## Your instructions
Beginning with the first line below, please restate each line exactly, down to and including the line containing "https://github.com/ray-project/kuberay/releases/tag/v1.1.0".
━━━ Excerpted data ━━━
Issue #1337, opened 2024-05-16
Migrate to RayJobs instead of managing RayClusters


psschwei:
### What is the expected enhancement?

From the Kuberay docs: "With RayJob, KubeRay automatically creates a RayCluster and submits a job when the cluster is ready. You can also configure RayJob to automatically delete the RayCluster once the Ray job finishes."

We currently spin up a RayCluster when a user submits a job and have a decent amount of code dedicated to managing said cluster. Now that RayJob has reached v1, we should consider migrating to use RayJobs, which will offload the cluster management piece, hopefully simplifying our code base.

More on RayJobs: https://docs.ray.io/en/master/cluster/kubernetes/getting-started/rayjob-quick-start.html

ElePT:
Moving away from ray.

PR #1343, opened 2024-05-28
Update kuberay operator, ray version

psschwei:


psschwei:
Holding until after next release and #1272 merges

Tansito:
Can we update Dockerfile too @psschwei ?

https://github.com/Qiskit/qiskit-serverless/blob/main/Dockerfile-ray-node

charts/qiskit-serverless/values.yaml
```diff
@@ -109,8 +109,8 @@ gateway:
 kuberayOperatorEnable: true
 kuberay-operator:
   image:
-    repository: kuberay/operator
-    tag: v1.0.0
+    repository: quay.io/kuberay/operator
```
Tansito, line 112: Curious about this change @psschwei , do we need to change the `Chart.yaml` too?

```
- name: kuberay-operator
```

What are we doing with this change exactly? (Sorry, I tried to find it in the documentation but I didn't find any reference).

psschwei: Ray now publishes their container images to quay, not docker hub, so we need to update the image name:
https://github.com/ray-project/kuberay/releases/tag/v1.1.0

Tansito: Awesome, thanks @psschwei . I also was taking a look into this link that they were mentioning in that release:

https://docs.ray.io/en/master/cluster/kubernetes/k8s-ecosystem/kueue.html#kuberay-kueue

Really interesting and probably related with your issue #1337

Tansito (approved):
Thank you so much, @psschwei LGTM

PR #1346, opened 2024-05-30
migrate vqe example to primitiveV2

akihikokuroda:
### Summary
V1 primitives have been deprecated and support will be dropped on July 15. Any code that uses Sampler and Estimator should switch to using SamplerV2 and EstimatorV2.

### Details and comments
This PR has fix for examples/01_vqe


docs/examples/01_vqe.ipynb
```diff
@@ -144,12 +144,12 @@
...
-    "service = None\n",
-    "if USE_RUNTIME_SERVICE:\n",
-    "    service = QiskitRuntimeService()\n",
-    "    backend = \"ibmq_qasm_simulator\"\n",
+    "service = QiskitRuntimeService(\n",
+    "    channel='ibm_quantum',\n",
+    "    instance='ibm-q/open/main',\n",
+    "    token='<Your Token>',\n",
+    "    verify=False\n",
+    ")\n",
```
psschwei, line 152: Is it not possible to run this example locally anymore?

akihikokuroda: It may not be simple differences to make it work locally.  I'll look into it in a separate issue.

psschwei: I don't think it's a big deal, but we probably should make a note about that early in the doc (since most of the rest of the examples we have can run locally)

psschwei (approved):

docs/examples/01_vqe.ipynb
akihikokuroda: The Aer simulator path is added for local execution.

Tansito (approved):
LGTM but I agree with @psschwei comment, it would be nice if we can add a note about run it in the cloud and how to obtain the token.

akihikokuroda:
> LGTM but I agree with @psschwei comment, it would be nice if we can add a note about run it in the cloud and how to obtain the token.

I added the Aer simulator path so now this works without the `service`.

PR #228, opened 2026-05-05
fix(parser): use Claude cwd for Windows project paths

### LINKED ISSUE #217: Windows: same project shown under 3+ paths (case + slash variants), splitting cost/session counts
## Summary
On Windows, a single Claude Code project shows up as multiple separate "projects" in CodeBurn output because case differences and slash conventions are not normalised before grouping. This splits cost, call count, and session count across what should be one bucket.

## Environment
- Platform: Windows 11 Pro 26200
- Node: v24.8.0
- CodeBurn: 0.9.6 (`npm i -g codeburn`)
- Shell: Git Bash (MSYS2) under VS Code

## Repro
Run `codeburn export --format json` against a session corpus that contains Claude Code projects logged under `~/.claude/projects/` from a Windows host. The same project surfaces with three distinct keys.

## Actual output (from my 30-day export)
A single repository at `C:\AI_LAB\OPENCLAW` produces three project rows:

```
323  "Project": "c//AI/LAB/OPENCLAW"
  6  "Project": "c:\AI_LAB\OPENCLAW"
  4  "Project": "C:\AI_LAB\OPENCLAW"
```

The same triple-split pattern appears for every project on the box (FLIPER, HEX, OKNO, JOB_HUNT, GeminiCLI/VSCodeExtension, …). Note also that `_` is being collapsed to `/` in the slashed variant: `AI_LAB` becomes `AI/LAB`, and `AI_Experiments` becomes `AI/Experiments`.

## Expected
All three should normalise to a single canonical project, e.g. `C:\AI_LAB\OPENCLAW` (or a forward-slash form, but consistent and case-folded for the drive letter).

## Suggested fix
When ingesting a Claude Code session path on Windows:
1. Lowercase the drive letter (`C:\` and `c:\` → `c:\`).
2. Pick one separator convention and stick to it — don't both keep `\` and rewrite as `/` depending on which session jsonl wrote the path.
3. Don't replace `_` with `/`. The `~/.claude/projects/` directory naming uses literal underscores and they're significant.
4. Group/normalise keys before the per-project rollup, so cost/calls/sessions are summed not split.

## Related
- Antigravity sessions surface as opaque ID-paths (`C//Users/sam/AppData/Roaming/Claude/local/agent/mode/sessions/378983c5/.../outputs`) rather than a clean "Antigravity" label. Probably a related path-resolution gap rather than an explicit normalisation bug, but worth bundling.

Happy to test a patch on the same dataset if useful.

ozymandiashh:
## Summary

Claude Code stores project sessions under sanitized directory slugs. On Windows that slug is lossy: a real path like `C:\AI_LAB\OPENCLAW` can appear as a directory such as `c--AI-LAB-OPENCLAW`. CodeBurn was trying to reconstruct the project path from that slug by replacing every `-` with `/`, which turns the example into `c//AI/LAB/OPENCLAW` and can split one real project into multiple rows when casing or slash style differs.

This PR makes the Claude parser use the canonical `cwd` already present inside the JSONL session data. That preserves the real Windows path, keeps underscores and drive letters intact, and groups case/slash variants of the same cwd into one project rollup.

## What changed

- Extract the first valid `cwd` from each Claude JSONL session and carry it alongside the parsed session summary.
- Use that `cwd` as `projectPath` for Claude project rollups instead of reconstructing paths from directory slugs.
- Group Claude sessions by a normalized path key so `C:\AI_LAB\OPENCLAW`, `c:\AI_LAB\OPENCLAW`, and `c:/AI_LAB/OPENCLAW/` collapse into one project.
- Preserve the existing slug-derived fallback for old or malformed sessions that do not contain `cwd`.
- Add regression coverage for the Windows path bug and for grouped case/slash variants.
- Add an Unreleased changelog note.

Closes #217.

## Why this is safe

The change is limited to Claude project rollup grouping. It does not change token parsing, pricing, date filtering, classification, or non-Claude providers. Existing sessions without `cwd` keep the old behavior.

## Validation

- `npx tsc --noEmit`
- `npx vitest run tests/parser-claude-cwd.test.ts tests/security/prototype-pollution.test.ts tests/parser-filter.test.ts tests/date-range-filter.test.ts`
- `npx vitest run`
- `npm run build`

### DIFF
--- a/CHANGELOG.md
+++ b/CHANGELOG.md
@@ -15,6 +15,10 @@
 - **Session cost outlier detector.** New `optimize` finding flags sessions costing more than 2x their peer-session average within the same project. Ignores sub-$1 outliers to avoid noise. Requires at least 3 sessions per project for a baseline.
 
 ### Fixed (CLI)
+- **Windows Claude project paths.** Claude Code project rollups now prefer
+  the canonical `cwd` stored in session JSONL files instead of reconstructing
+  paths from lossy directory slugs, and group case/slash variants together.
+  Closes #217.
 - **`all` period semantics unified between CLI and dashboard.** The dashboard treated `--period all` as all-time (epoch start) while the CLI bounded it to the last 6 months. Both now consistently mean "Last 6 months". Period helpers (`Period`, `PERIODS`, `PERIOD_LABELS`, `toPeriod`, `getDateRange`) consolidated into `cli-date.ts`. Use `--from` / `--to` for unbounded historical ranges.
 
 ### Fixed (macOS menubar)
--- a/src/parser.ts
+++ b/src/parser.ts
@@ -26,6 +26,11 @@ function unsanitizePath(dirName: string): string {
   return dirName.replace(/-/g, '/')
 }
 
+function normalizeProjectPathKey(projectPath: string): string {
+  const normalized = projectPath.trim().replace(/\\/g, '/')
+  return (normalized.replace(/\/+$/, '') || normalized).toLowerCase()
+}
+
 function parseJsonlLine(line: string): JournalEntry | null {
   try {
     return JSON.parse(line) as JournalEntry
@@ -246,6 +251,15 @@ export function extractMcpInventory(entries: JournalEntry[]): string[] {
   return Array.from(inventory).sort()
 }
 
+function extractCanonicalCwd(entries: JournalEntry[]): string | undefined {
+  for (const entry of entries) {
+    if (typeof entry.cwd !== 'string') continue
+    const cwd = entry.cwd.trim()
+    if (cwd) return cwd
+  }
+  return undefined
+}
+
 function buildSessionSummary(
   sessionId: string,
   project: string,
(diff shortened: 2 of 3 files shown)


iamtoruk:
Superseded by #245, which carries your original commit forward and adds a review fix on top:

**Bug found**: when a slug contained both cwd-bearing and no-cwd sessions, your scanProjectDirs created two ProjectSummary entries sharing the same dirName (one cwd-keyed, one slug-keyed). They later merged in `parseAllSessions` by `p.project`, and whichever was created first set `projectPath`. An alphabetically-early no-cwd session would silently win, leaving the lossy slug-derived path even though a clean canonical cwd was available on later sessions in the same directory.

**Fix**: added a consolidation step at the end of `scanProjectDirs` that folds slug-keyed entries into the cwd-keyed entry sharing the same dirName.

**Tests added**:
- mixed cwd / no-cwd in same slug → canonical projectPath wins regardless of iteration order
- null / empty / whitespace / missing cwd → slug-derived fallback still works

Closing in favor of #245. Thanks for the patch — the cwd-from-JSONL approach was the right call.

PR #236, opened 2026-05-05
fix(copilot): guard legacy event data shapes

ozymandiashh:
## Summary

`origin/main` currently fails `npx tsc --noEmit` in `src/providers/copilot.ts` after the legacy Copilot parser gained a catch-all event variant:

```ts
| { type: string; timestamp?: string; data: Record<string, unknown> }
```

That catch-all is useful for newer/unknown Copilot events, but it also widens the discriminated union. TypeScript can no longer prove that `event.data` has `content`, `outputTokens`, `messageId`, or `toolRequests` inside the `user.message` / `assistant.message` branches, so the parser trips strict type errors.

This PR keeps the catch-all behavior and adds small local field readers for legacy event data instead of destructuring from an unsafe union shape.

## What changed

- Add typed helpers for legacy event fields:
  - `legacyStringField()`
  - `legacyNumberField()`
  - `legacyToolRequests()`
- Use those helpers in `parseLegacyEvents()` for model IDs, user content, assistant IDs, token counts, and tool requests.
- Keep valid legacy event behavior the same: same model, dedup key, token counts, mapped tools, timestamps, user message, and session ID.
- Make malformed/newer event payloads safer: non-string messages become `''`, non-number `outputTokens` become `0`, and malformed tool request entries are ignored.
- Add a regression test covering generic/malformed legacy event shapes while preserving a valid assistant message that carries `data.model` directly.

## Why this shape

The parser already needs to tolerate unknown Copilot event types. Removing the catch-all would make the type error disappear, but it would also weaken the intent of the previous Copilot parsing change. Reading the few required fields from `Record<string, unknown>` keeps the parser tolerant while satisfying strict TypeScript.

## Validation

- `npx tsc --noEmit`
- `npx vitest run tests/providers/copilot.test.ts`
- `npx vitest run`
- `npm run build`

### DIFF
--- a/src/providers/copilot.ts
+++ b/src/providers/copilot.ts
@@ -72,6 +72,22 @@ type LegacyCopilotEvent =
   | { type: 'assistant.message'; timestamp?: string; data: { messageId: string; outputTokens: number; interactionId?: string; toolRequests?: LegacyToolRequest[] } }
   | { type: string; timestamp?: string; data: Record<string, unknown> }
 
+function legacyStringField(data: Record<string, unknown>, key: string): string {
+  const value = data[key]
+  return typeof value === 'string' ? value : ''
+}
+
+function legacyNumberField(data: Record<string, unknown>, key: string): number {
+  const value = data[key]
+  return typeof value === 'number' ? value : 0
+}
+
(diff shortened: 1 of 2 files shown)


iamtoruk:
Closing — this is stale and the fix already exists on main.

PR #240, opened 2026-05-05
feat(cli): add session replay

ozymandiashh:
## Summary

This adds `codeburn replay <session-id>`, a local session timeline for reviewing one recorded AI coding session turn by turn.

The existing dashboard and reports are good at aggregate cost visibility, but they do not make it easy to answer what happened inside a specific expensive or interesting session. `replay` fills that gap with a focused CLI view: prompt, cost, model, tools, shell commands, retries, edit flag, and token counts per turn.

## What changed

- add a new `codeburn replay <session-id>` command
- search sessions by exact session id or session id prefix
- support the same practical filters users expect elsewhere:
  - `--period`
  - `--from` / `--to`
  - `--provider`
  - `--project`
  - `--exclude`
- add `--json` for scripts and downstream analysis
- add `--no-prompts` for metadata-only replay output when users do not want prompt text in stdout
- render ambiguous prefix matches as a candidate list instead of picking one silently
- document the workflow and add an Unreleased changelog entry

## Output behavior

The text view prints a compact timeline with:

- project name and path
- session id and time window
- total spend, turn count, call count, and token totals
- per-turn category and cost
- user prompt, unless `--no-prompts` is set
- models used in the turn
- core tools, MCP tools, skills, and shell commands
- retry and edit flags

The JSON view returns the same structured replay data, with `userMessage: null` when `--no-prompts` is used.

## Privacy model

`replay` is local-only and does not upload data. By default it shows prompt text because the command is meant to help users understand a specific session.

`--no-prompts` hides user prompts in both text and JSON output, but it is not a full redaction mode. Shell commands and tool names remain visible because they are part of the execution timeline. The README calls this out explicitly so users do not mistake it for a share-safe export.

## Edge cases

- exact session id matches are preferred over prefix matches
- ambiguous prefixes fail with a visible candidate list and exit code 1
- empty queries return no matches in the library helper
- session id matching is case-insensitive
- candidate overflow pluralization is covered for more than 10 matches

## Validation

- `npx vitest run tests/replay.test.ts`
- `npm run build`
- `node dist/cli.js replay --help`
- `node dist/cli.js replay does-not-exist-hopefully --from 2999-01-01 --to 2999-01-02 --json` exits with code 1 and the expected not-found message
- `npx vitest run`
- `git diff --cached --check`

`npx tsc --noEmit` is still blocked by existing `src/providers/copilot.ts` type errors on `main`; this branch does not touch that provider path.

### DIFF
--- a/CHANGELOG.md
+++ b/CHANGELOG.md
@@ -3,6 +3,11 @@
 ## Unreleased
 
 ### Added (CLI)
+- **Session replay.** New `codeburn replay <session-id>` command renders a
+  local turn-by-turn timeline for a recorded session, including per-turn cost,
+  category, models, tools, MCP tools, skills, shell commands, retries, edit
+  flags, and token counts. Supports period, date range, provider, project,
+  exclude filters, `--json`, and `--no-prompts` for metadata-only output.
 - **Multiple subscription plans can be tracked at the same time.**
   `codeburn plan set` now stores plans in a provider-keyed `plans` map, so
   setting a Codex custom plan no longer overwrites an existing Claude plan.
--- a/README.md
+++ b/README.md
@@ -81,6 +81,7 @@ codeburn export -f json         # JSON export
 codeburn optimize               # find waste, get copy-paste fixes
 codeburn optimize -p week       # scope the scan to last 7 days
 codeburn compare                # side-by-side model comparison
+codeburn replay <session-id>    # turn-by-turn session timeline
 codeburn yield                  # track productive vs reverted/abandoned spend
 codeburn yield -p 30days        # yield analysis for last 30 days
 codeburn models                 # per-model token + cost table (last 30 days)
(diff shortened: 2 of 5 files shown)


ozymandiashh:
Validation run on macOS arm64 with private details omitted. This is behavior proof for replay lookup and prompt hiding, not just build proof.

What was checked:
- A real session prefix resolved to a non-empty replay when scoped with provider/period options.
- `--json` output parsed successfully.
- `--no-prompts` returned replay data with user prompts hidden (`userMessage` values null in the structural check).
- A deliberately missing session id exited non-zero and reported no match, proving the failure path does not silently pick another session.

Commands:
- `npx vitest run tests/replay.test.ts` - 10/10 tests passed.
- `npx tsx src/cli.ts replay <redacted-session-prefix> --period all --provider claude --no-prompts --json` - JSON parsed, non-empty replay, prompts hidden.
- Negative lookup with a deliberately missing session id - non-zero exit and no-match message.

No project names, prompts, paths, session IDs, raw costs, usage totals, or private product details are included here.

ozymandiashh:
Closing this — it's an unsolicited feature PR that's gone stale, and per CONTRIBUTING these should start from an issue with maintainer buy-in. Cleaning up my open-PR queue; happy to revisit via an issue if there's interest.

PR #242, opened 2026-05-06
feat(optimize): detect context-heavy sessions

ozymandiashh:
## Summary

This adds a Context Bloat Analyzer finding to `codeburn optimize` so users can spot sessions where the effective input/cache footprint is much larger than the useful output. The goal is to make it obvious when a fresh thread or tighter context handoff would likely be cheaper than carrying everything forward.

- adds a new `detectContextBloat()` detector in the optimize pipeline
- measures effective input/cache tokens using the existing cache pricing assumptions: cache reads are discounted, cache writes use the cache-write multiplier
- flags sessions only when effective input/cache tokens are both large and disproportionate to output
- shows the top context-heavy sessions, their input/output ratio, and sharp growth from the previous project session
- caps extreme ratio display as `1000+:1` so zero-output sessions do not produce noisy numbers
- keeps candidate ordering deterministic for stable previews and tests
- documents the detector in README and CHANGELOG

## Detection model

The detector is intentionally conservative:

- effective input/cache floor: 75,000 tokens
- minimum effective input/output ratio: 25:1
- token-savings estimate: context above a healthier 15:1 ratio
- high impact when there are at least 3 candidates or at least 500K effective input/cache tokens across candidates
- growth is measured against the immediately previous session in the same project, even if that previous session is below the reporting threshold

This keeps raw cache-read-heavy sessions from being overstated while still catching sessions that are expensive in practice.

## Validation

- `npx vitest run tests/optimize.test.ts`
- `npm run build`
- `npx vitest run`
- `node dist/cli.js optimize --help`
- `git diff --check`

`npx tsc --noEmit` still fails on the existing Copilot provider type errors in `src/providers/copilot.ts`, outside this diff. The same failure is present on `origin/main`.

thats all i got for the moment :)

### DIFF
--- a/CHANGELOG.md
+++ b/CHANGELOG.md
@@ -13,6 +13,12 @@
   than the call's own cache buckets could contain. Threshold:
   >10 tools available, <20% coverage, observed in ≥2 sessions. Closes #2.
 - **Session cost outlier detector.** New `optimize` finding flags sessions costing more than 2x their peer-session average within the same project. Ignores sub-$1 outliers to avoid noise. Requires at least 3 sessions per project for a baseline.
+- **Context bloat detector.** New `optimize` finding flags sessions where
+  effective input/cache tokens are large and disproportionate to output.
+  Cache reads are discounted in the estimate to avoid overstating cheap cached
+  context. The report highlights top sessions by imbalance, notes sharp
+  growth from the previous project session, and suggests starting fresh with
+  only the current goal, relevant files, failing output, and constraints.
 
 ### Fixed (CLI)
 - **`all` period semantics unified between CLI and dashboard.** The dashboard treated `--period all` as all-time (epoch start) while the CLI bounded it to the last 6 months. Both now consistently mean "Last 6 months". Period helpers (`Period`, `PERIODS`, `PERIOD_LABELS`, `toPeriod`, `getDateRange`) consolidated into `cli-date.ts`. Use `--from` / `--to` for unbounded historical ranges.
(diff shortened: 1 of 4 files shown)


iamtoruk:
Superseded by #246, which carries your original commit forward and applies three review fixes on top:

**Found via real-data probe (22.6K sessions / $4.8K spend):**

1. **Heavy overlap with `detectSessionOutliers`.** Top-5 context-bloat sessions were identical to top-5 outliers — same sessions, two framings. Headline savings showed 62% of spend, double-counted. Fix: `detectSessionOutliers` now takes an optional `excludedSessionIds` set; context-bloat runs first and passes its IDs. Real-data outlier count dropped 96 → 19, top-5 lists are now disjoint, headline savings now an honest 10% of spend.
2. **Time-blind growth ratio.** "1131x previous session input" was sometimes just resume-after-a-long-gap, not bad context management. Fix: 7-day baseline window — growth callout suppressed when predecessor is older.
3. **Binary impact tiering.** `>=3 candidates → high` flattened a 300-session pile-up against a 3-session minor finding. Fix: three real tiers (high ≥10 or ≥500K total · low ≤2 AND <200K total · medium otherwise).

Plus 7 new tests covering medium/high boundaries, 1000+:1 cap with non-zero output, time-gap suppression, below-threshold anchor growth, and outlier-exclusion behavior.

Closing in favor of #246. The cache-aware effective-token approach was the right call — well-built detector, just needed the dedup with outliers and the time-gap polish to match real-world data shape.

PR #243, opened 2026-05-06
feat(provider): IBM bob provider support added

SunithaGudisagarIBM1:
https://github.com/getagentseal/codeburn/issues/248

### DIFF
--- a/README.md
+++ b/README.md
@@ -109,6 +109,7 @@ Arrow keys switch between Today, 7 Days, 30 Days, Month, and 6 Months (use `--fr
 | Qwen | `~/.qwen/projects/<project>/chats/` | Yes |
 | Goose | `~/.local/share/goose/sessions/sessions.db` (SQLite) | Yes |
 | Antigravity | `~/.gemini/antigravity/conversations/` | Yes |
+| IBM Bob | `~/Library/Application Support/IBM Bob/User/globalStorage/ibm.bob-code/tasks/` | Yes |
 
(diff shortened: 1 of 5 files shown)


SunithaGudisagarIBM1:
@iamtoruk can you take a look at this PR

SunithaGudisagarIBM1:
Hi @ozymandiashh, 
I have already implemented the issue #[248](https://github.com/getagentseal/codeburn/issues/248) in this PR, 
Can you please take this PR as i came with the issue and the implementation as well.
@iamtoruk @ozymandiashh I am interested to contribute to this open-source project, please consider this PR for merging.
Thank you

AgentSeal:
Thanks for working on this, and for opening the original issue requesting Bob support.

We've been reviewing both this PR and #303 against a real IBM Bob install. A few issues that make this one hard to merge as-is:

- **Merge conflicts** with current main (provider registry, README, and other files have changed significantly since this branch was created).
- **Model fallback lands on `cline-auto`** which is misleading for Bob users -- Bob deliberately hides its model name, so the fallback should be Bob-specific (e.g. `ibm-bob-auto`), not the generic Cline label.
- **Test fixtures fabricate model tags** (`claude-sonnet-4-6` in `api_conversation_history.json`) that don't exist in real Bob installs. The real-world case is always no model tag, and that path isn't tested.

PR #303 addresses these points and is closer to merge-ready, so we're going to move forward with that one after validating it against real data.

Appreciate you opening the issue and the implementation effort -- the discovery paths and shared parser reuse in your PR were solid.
━━━
## Answer box
Issue #1337, opened 2024-05-16
Migrate to RayJobs instead of managing RayClusters


psschwei:
### What is the expected enhancement?

From the Kuberay docs: "With RayJob, KubeRay automatically creates a RayCluster and submits a job when the cluster is ready. You can also configure RayJob to automatically delete the RayCluster once the Ray job finishes."

We currently spin up a RayCluster when a user submits a job and have a decent amount of code dedicated to managing said cluster. Now that RayJob has reached v1, we should consider migrating to use RayJobs, which will offload the cluster management piece, hopefully simplifying our code base.

More on RayJobs: https://docs.ray.io/en/master/cluster/kubernetes/getting-started/rayjob-quick-start.html

ElePT:
Moving away from ray.

PR #1343, opened 2024-05-28
Update kuberay operator, ray version

psschwei:


psschwei:
Holding until after next release and #1272 merges

Tansito:
Can we update Dockerfile too @psschwei ?

https://github.com/Qiskit/qiskit-serverless/blob/main/Dockerfile-ray-node

charts/qiskit-serverless/values.yaml
```diff
@@ -109,8 +109,8 @@ gateway:
 kuberayOperatorEnable: true
 kuberay-operator:
   image:
-    repository: kuberay/operator
-    tag: v1.0.0
+    repository: quay.io/kuberay/operator
```
Tansito, line 112: Curious about this change @psschwei , do we need to change the `Chart.yaml` too?

```
- name: kuberay-operator
```

What are we doing with this change exactly? (Sorry, I tried to find it in the documentation but I didn't find any reference).

psschwei: Ray now publishes their container images to quay, not docker hub, so we need to update the image name:
https://github.com/ray-project/kuberay/releases/tag/v1.1.0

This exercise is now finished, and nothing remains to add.